__THE TASK__: Each line from the one with "our code, the" to the final line of the data must be reproduced exactly, and no other line may appear.

Recorded data
——————————
PR #523, opened 2017-04-11
Unregister ActivityLifecycleCallbacks on Analytics shutdown

stagg:
Resolves an issue where the registered ActivityLifecycleCallbacks could be triggered after Analytics has been shutdown. This would result in a RejectedExecutionException when a IntegrationOperation was submitted to a shutdown _analyticsExecutor_.


f2prateek:
@stagg thanks! could we add a test for this?

stagg:
Sure thing!

PR #529, opened 2017-06-01
Project cleanups

friederbluemle:
A bunch of project cleanups.

<sub><sup>Please NO GitHub rebase/squash merges. If you'd like me to combine some or all of the commits, please let me know, and I will update my branch. Thank you.</sup></sub>


.gitignore
```diff
@@ -1,151 +1,24 @@
-# Created by http://www.gitignore.io
```
f2prateek: I'd prefer not to remove things from this list just yet. In terms of additions, some seem unnecessary for this project. If they were autogenerated by some tool like gitignore.io that would be ok, but if they're by hand I'd prefer to remove them if they're unused.

f2prateek:
I think the interesting bits are:

1. Update Android Gradle plugin to 2.3.2	
2. Update Gradle wrapper to 3.5	
3. Update build tools to 25.0.3
4. Tweak jvmargs.

These all look independent, so I'd prefer to see them as seperate PRs. I'm not too attached to 4) as well, it gets rid of a warning, but the number seems too magical..

.gitignore
friederbluemle: Good suggestions! The new .gitignore file is a simplified version of the "official" file from github/gitignore. - The main issue with some predefined gitignore files is that they declare TONS of unnecessary and redundant stuff. Like 90% of the lines were never used. You're right that some of the additions are in fact unnecessary, for example the google-services.json file (your project does not use Firebase). I have removed it and amended the commit.

friederbluemle:
@f2prateek Thanks for the review. Yes, absolutely! I have moved the dependency update commits to a separate branch, and will open a separate PR from the rebased new branch immediately after this PR is merged. I also updated the title of this PR, since it's now just cleanups (no dependency updates). Further, I added a new commit to remove the executable bits from regular files (I am not sure why they were set).

f2prateek:
Sorry but we don't really need most of these. We could use the ones changing the executable bits (I think the `./gradlew bat` needs to still be executable).

friederbluemle:
@f2prateek No worries. I saw you redid most of the changes yourself. If you don't like contributions like this, maybe just make it clear in a `CONTRIBUTING.md` file or similar. It would save me (and potentially others) some time. Thanks :)

f2prateek:
Sorry about that. Hope tit doesn't dissuade you from submitting future prs. Generally happy to accept changes like these if they're small in scope. Big PRs that tackle multiple problems are generally a recipe for disaster.

PR #536, opened 2017-07-18
Collect Advertising ID from Amazon Fire devices.

f2prateek:
Reference:
https://developer.amazon.com/public/solutions/devices/fire-tv/docs/fire-tv-advertising-id#verifying-and-responding-to-the-users-advertising-id-choices


f2prateek:
cc @ladanazita @tonyxiao

PR #537, opened 2017-07-23
Fix calling to getInputStream on errors

yoavst:
When the status code is above 300 (Don't know for sure if for all codes, but for some of them for sure), `getInputStream()` throws `FileNotFoundException` and the stream is in `getErrorStream()`.


f2prateek:
Is this documented anywhere?

yoavst:
https://stackoverflow.com/questions/4633048/httpurlconnection-reading-response-content-on-403-error

Issue #633, opened 2019-09-30
Alias: not seeing NewTestingUser


markli:
after sent the newId by alias(NewTestingUser), from the console it is: 

analytics.alias("TestingUser", "TestingUser");

aliasunder:
We're also having this problem.

We are using the `react-native-analytics` package and are having this issue issue only with Android, which uses this package. 

When aliasing a user with their new id, the Segment Debugger shows the previous Id passed in twice.

Example:
Previous Id: 39afb4b1-1225-44b9-89e4-3d124dd035eb
New Id: 89a110e6-f27f-4c10-b95a-0b0dba8a0778 

When calling `analytics.alias('89a110e6-f27f-4c10-b95a-0b0dba8a0778 ')` in our code, the Segment Debugger shows that Segment received the following input:

`analytics.alias("39afb4b1-1225-44b9-89e4-3d124dd035eb", "39afb4b1-1225-44b9-89e4-3d124dd035eb");`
——————————
__ANSWER TO THIS PROBLEM__:
When calling `analytics.alias('89a110e6-f27f-4c10-b95a-0b0dba8a0778 ')` in our code, the Segment Debugger shows that Segment received the following input:

`analytics.alias("39afb4b1-1225-44b9-89e4-3d124dd035eb", "39afb4b1-1225-44b9-89e4-3d124dd035eb");`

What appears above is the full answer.